Whether there is greater meaning to be discovered or not, this album certainly had me thinking again about how we listen, what we expect from a CD, from a piece of music, from a saxophonist. The process of listening and learning, deciphering, applying potential meaning to this music is a delightful exercise. If you enjoy music that can be a puzzle as much as a sensual pleasure then I thoroughly recommend this release.
- Richard Pinnell -

Just Outside
Richard posted an excellent, detailed review here that gets to the gist of this very intriguing recording. The sense of structure is indeed quite strong, a suite with certain recurring elements (the held saxophone tones) appearing almost like identical scratches in a set of otherwise obscurely related (if at all) slides. The identical pitches that end and begin each of the eight, 7-minute long tracks serve as bridges or, perhaps less than that, staples or hooks stringing the cuts together as, I suppose, the interior tones do as well, stitching within the frames. The field recordings--a woman calmly speaking in a Slavic tongue; steady state, dense white noise; odd scuffles; crowd noise; silence; automotive driving sounds, possibly in wet conditions; a baroque recording for flute and harpsichord; finally, some sparse, hard clicks (finger snaps?). Eight disparate sonic images then, perhaps "beds" in which to plant the same series of scant seeds, seeing how they mix, how they sound different given their "soil".
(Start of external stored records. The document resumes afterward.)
PR #54794, opened 2024-07-25
OCPQE-24200 support configurable releases for prow job

rioliu-rh:
currently we cannot configure supported releases for different qe-release-gate-test job, even the runtime can skip triggering job if no test job is defined for current release+arch in test job registry, but the method is not efficient, the change in this PR can support us to configure supported releases (has test job definition) for different jobs


rioliu-rh:
/pj-rehearse periodic-ci-openshift-release-tests-master-qe-release-gate-test

PR #54816, opened 2024-07-25
Fix username for pierreprinetti

mandre:
This pointed to the wrong user. This was also the only occurrence in the repo, as `ag "pierre\b"` returns no results anymore.


pierreprinetti:
oh?
/lgtm

PR #54842, opened 2024-07-25
remove ocp4-15 testing from release-4.5

davdhacs:
ocp 4.16 is already configured to always_run or run_if_changed https://github.com/openshift/release/blob/e8357d0734743c2bf547c53ee131e6c5e4a780df/ci-operator/config/stackrox/stackrox/stackrox-stackrox-release-4.5__ocp-4-16.yaml#L24
ocp 4.15 does not need to be tested on the patch releases since ocp 4.16 will be tested
/hold
/uncc


tommartensen (changes requested):
Please also prepare the `release-x.y` template for the next release with the targetted OCP version.

PR #54848, opened 2024-07-26
Add one more skipped profiles

JianLi-RH:
/cc @jianlinliu @shellyyang1989 @liangxia


JianLi-RH:
Discussed by https://redhat-internal.slack.com/archives/CF8SMALS1/p1721888905449329

shellyyang1989:
/lgtm

Just a suggestion, would it be better to split it to y and z? For y stream, we need to skip tp as well.

PR #55871, opened 2024-08-22
Add openshift ci cluster pools for 4.16 and 4.17

fedepaol:
The pools definitions were missing and here we are adding them.


fedepaol:
cc @deepsm007

PR #55873, opened 2024-08-22
ROX: do not skip postsubmits tests

janisz:
Currently we run some jobs depending on changed paths. This PR always runs all postsubmits tests to allow us to quickly detect if a commit introduced a breaking change.   

Replace:
```yaml
  postsubmit: true
  (run_if_changed|skip_if_only_changed): .*
```
with
```yaml
  postsubmit: true
```

/uncc


porridge (approved):
/lgtm

PR #55883, opened 2024-08-22
[SecureSign] add user/fghanmi to OWNERS

fghanmi:


JasonPowr (commented):
Can you also add @miyunari @SequeI and @bkabrda, thanks :)

JasonPowr:
@jupierce pinging you as I see you are in the root code owners file for the repo https://github.com/openshift/release/blob/master/OWNERS, I am wondering how we can add the users above to the org so we can add them to our Owners file?

PR #55890, opened 2024-08-22
Deploy jobset-controller as part of odh/kueue e2e tests

ChristianZaccaria:
Context for this change:

It seems as part of the jobset integration, there has been added e2e tests to verify behaviour of the jobset controller with Kueue. This change is to verify its integration and not diverge too much from upstream/Kueue. Moreover, eventually it will be supported natively by Kueue.

Some references:
https://github.com/kubernetes-sigs/kueue/issues/1463
https://github.com/kubernetes-sigs/kueue/pull/1902


ChristianZaccaria:
cc: @sutaakar

sutaakar:
@ChristianZaccaria Can you try to rebase the PR? It may fix the PR check issue.

PR #55906, opened 2024-08-25
OCPQE-20013: Fix non-deletion of vlan tagged interface

sgoveas:
Use last octet of master node 1 as the vlan id.

### DIFF
--- a/ci-operator/step-registry/baremetal/lab/post/provisioning-network/baremetal-lab-post-provisioning-network-commands.sh
+++ b/ci-operator/step-registry/baremetal/lab/post/provisioning-network/baremetal-lab-post-provisioning-network-commands.sh
@@ -10,10 +10,8 @@ fi
 [ -z "${AUX_HOST}" ] && { echo "\$AUX_HOST is not filled. Failing."; exit 1; }
 [ -z "${architecture}" ] && { echo "\$architecture is not filled. Failing."; exit 1; }
 
-# As the API_VIP is unique in the managed network and based on how it is reserved in the reservation steps,
-# we use the last part of it to define the VLAN ID.
-# TODO: find a similar unique value for dual stack and ipv6 single stack configurations?
-VLAN_ID=$(yq ".api_vip" "${SHARED_DIR}/vips.yaml")
+# Use the last octet of the first master node as the VLAN ID to keep it unique in the managed network
+VLAN_ID=$(yq '.[] | select(.name|test("master-00")).ip' "${SHARED_DIR}/hosts.yaml")
 VLAN_ID=${VLAN_ID//*\./}
 CLUSTER_NAME="$(<"${SHARED_DIR}/cluster_name")"
 SSH_KEY_PATH="${CLUSTER_PROFILE_DIR}/ssh-key"
--- a/ci-operator/step-registry/baremetal/lab/pre/provisioning-network/baremetal-lab-pre-provisioning-network-commands.sh
+++ b/ci-operator/step-registry/baremetal/lab/pre/provisioning-network/baremetal-lab-pre-provisioning-network-commands.sh
@@ -19,10 +19,8 @@ SSHOPTS=(-o 'ConnectTimeout=5'
   -o LogLevel=ERROR
   -i "${CLUSTER_PROFILE_DIR}/ssh-key")
 
-# As the API_VIP is unique in the managed network and based on how it is reserved in the reservation steps,
-# we use the last part of it to define the VLAN ID.
-# TODO: find a similar unique value for dual stack and ipv6 single stack configurations?
-VLAN_ID=$(yq ".api_vip" "${SHARED_DIR}/vips.yaml")
+# Use the last octet of the first master node as the VLAN ID to keep it unique in the managed network
+VLAN_ID=$(yq '.[] | select(.name|test("master-00")).ip' "${SHARED_DIR}/hosts.yaml")
 VLAN_ID=${VLAN_ID//*\./}
 CLUSTER_NAME="$(<"${SHARED_DIR}/cluster_name")"
 SSH_KEY_PATH="${CLUSTER_PROFILE_DIR}/ssh-key"


ci-operator/step-registry/baremetal/lab/ipi/install/baremetal-lab-ipi-install-commands.sh
```diff
@@ -75,6 +75,13 @@ if [ "${DISCONNECTED}" == "true" ] && [ -f "${SHARED_DIR}/install-config-mirror.
 fi
 file /tmp/openshift-baremetal-install
 
+
+if [ "${EXTERNAL_LB}" == "true" ] && [ -f "${SHARED_DIR}/external_vips.yaml" ]; then
+  VIPS="${SHARED_DIR}/external_vips.yaml"
+else
+  VIPS="${SHARED_DIR}/vips.yaml"
+fi
+
```
aleskandro, line 84: This is going to be a potential issue for future implementations using other LBs (as we already have). We are trying to avoid adding new variables when they are not really needed. 

Can we rather limit the changes for this bugfix to the provisioning network pre and post steps?

As an example, we can just use the last octet of the first master's IPv4 and we should actually solve a TODO we had in the pre step's code too wrt ipv6.

sgoveas: Done

ci-operator/step-registry/baremetal/lab/ipi/conf/external-lb/baremetal-lab-ipi-conf-external-lb-commands.sh
```diff
@@ -25,4 +25,7 @@ platform:
       type: UserManaged
 EOF
 
+# Backup vips.yaml file to move it back after the install-config.yaml is
+# processed in the install step
+cp "$SHARED_DIR/vips.yaml" "$SHARED_DIR/vips_backup_for_ipi_external_lb.yaml"
```
aleskandro, line 30: Can we rather limit the changes for this bugfix to the provisioning network pre and post steps?

sgoveas: This file is the pre step in which the vips.yaml file is overwritten by the external_vips.yaml file. I had added the reverting of the file in the ipi-install step to not lose it in case the cluster is preserved, prune_nodes would use the overwritten file and fail to delete the correct vlan interface. I have updated to save the backup on bastion now so we should have it in case the cluster is preserved. Vlan is already created with the last octet of the first master node. It is just overwritted with the external_vips.yaml for external_lb install.

aleskandro: Yes, what I'm saying is that if we can get that Id from the hosts.yaml instead of the API_VIP, we may decouple from the vips.yaml file that can change in several cases or be actually uneffective (that external lb one, the disconnected ipi case, ipv6, some hypershift scenarios).

How much would be the effort of changing this reference in the pre step of the provisioning network and in the post one? Do we also need to change it in the pruner script?

sgoveas: Done

ci-operator/step-registry/baremetal/lab/post/provisioning-network/baremetal-lab-post-provisioning-network-commands.sh
```diff
@@ -13,7 +13,7 @@ fi
 # As the API_VIP is unique in the managed network and based on how it is reserved in the reservation steps,
 # we use the last part of it to define the VLAN ID.
 # TODO: find a similar unique value for dual stack and ipv6 single stack configurations?
-VLAN_ID=$(yq ".api_vip" "${SHARED_DIR}/vips.yaml")
+VLAN_ID=$(yq ".[0].ip" "${SHARED_DIR}/hosts.yaml")
```
aleskandro, line 16:
```suggestion
VLAN_ID=$(yq '.[] | select(.name|test("master-00")).ip' "${SHARED_DIR}/hosts.yaml")
```

let's ensure it's the first master.

ci-operator/step-registry/baremetal/lab/post/provisioning-network/baremetal-lab-post-provisioning-network-commands.sh
```diff
@@ -13,7 +13,7 @@ fi
 # As the API_VIP is unique in the managed network and based on how it is reserved in the reservation steps,
 # we use the last part of it to define the VLAN ID.
 # TODO: find a similar unique value for dual stack and ipv6 single stack configurations?
```
aleskandro, line 15: Can you update this comment and remove the TODO regarding IPv6?

ci-operator/step-registry/baremetal/lab/pre/provisioning-network/baremetal-lab-pre-provisioning-network-commands.sh
```diff
@@ -22,7 +22,7 @@ SSHOPTS=(-o 'ConnectTimeout=5'
 # As the API_VIP is unique in the managed network and based on how it is reserved in the reservation steps,
```
aleskandro, line 22: Same about the comment.

aleskandro (approved):
Thanks @sgoveas 
/lgtm
/approve

sgoveas:
/pj-rehearse periodic-ci-openshift-openshift-tests-private-release-4.18-multi-nightly-baremetal-ipi-ovn-ipv4-external-lb-arm-f7 periodic-ci-openshift-openshift-tests-private-release-4.15-arm64-stable-baremetal-pxe-ha-agent-ipv4-static-connected-f14

PR #55917, opened 2024-08-26
add env for sdn plugin

zhaozhanqi:
@JianLi-RH @jiajliu @shellyyang1989 ^^


shellyyang1989:
Hi @zhaozhanqi what issue does it fix?

zhaozhanqi:
> Hi @zhaozhanqi what issue does it fix?

for sdn cluster from 4.15 which is not supported for installation, so we need this parameter to hack the cluster to force setup openshift-sdn plugin.

zhaozhanqi:
@liangxia Could you help take a look and approve this?

PR #55994, opened 2024-08-27
Add metal jobs for cgroups v1 and crun in 4.18

harche:
This PR adds jobs for `crun` and `cgroups v1` for `metal`. All jobs are set to run `daily` for about a month, and then the frequency would be reduced to `weekly`.


harche:
I verified that all the jobs, irrespective of their successful or failed run, were correctly configured to run with `crun` or `cgroups v1` respectively. 

/pj-rehearse ack

vrutkovs (approved):
/approve
/lgtm

PR #56006, opened 2024-08-27
rename scanner-v4-tests to scanner-v4-install-tests

RTann:
Rename the Scanner V4 installation tests to reflect just that: they are installation tests. This is accompanied by https://github.com/stackrox/stackrox/pull/12530.


ci-operator/jobs/stackrox/stackrox/stackrox-stackrox-master-postsubmits.yaml
```diff
@@ -186,16 +186,16 @@ postsubmits:
       skip_cloning: true
     labels:
       ci.openshift.io/generator: prowgen
-    max_concurrency: 6
```
RTann, line 189: This was done automatically. Should I revert this?

ci-operator/config/stackrox/stackrox/stackrox-stackrox-master__ocp-stable-scanner-v4.yaml
```diff
@@ -121,4 +121,4 @@ zz_generated_metadata:
   branch: master
   org: stackrox
   repo: stackrox
-  variant: ocp-stable-scanner-v4
+  variant: ocp-stable-scanner-v4-install
```
RTann, line 124: this is not ok according to CI. Can someone help me understand what this is?

dcaravel (commented):
The changes LGTM, is there a way to test the re-names (if not already)?

RTann:
> The changes LGTM, is there a way to test the re-names (if not already)?

I think only some of them (the ones related to PRs) may be tested, and it's honestly a huge pain, as it requires coordination with https://github.com/stackrox/stackrox/pull/12530 and I think I'd have to create new files here with the branch's name

dcaravel (approved):
LGTM

RTann:
@BradLugo @mclasmeier now that the 4.6 branch has been cut, can we come back to this? The team aims to add some scanner v4 e2e tests so it may be best to make it clear the tests these reference, here, are installation-related

BradLugo (approved):
/lgtm

Do we want to update the release branches as well? My instinct is "no" because we'd need to backport changes from https://github.com/stackrox/stackrox/pull/12530, which doesn't really seem worth it, but wanted to make sure that's a conscious decision

RTann:
> /lgtm
> 
> Do we want to update the release branches as well? My instinct is "no" because we'd need to backport changes from [stackrox/stackrox#12530](https://github.com/stackrox/stackrox/pull/12530), which doesn't really seem worth it, but wanted to make sure that's a conscious decision

I don't think we need to. This is really meant to ensure future Scanner V4 tests will not be mistaken for the current installation tests. I think it's ok for previous releases to keep the old name, as the non-install Scanner V4 tests do not exist in those releases

mclasmeier (approved):

PR #56024, opened 2024-08-28
OSASINFRA-3577: Update ipi-conf-inframachineset monitor conditionals

MiguelCarpio:
The current monitor conditional waits 10 minutes to move infra pods from workers to all the new infra nodes. There is a case where the pods are already moved to infra nodes but not replicated in all of them; however, they are already moved and should pass the conditional. So, instead of validating the following,

 ` if [[ -z "$(echo "${MONITORING_NODES[@]}" "${INFRA_NODE_NAMES[@]}" | tr ' ' '\n' | sort | uniq -u)" ]]; then`

I'm proposing this:

 `if [[ ! "${MONITORING_NODES[*]}" =~ "worker" ]]; then`

Where I'm assuring, there are no infra pods for workers. 

Besides, the monitor for pods to settle doesn't need to consider installer pods.


MiguelCarpio:
/pj-rehearse periodic-ci-openshift-release-master-ci-4.16-upgrade-from-stable-4.15-e2e-aws-sdn-upgrade-infra

PR #56041, opened 2024-08-28
Add openshift/standalone-kube-proxy

danwinship:
New repo for standalone kube-proxy builds, which previously were happening out of openshift/sdn. (The repo is currently basically empty, but https://github.com/openshift/standalone-kube-proxy/pull/1 shows what _will_ be there... it turns out I can't actually merge until the plugins are configured, because the repo is owned by "Openshift Team SDN Maintainers" which as it turns out is empty.)

I saw that there's a `make new-repo` but I just copied stuff over from `openshift/sdn` instead, with appropriate renaming.

There are currently no tests defined for the repo other than the optional `security` test, because:
- There is no golang code in `standalone-kube-proxy` itself to validate/test.
- The vendored k8s code does not include unit tests, so there are no unit tests to run.
- Our CI currently has no (good) way to bring up a cluster with a standalone kube-proxy, so we can't e2e test.

(Hopefully the last part will eventually be fixed, but none of this is a regression from the old `openshift/sdn`-based builds; we were never testing the standalone kube-proxy image.)


danwinship:
we're doing this a different way

PR #56050, opened 2024-08-28
OCPQE-24986: fixing defer recovery

evakhoni:
https://issues.redhat.com/browse/OCPQE-24986 there's a corner case when skopeo fails just before the clear command is issued, causing the restored graph and channel to unblock multiarch migration and progress prematurely. the fix is applying the clear command prior to restoring the graph, which in case of a lack of failure from the test case, will have no adverse effect on the progress.


evakhoni:
a minor change, and the command guarded by `or true` so could we skip the rehearsal? wdty?

/cc @jianlinliu @JianLi-RH @dis016

PR #56074, opened 2024-08-29
[fix] the run-if condition for the rocm e2e tests job

jstourac:
Having the `||` means that even empty string is matched which results to this job being triggered everytime with any change to the repository.


jstourac:
@jiridanek @harshad16 @atheo89 please check, I don't have rights to add you as reviewers, thanks!

jiridanek:
or like this

/assign @jiridanek @harshad16 @atheo89

PR #56343, opened 2024-09-05
move FILTERS_ADDITIONAL to eus chain

jianlinliu:
1. move FILTERS_ADDITIONAL to eus chain, so that we only need to set it in one place.
2. A minor update for OCP-21588, move it to another test profile, because `openshift-upgrade-qe-test-heterogeneous` does not include OTA test step in the chain.


jianlinliu:
cc @jiajliu to review.

jianlinliu:
cc @liangxia to review.

PR #56354, opened 2024-09-05
cincinnati: Install openssl-devel and gcc for cargo-test

DavidHurta:
/cc @petr-muller


petr-muller:
```
error: could not compile `prometheus-query` (lib) due to 6 previous errors
```

David is fixing this downstream in https://github.com/openshift/cincinnati/pull/934

/pj-rehearse ack

petr-muller (approved):

PR #56359, opened 2024-09-05
Set up tests for opendatahub-io Data Science Pipelines Operator repository

anishasthana:
cc @HumairAK


anishasthana:
For the sake of documenting -- in the future we will need to use the $KUBECONFIG variable to pass through the right credentials for `make integrationtest`

PR #56404, opened 2024-09-06
cincinnati: install cargo2junit into src-rust

petr-muller:
cargo2junit: https://github.com/johnterickson/cargo2junit

Rust / Cargo seems to have surprisingly crappy tooling in this domain. The cargo2junit seems to have its
[problems](https://github.com/johnterickson/cargo2junit/issues) and is not that actively maintained, but it seems to do the job for us.

https://github.com/openshift/cincinnati/pull/936

Goal is to run tests directly with `cargo test` and create artifacts for Prow
to consume and present in its JUnit lens, so that we do need to dig through
the raw output.

### DIFF
--- a/ci-operator/config/openshift/cincinnati/openshift-cincinnati-master.yaml
+++ b/ci-operator/config/openshift/cincinnati/openshift-cincinnati-master.yaml
@@ -25,6 +25,8 @@ images:
       rustup install 1.64.0
     # install yamllint
     RUN pip3 install --user yamllint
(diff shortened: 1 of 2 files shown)


petr-muller:
An interesting alternative would be to use the nextest runner: https://nexte.st/docs/machine-readable/junit/

petr-muller:
/close

Superseded by https://github.com/openshift/release/pull/56928 , we're going with Nextest

PR #56420, opened 2024-09-06
updating the scope of failed_jobs var

vi-patel:
Updating the scope of failed_jobs var so it doesn't get cleared out before final usage.

The following logs show the error, where a job fails to trigger (shows up correctly in the logs as: `periodic-ci-sclorg-ansible-tests-master-rhscl-ocp4.17-lp-interop-rhscl-interop-aws FAILED, a manual re-run is needed`; however, at the end of the log it says: `No jobs failed to be triggered.`

log file: https://gcsweb-ci.apps.ci.l2s4.p1.openshiftapps.com/gcs/test-platform-results/logs/periodic-ci-rhpit-interop-tests-main-weekly_trigger-ocp-self-managed-layered-product-interop-417/1825412586229731328/artifacts/ocp-self-managed-layered-product-interop-417/trigger-jobs/build-log.txt


Simranpal (approved):
/lgtm

PR #56440, opened 2024-09-09
[WIP] Check uesr access to ci-jenkins

shaior:
Check that the service account being used has access to a different Jenkins instance.


shaior:
Closing as the SA has access to launch job on the new instance.

PR #56441, opened 2024-09-09
Fix weekly trigger script: Convert `month_day` var from octal to integer.

dfrazzette:
Convert the `month_day` variable from octal to integer in order to calculate the compare date expressions.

There's a fine calmness in play, almost a stateliness, the music moving at a slow, steady pace, allowing the listener ample opportunity to consider each plot.

I enjoyed it a great deal; something ineffable going on there, even something beautiful.
- Brian Olewnick -

Vital Weekly
Marc Baron plays saxophone and the recording and mastering of his 'Une Fois, Chaque Fois' release. Here too some conceptual is done with the lengths of the pieces, as all eight pieces last seven minutes (why not seven pieces, I then wonder). I have no idea who reads the Russian text at the beginning, with some sparse saxophone sounds, but its a nice track. That can also be said of the other tracks. Baron plays saxophone, edits the material along with some field recordings (restaurant?, streets), which suggest the saxophone is played there too. Track seven seems to me a case of plunderphonics of baroque music. That might not be the case, although that's hardly relevant I would think. Quite rudimentary in compositional approach I would think... A very strange release indeed but nevertheless quite nice. Radical some would say.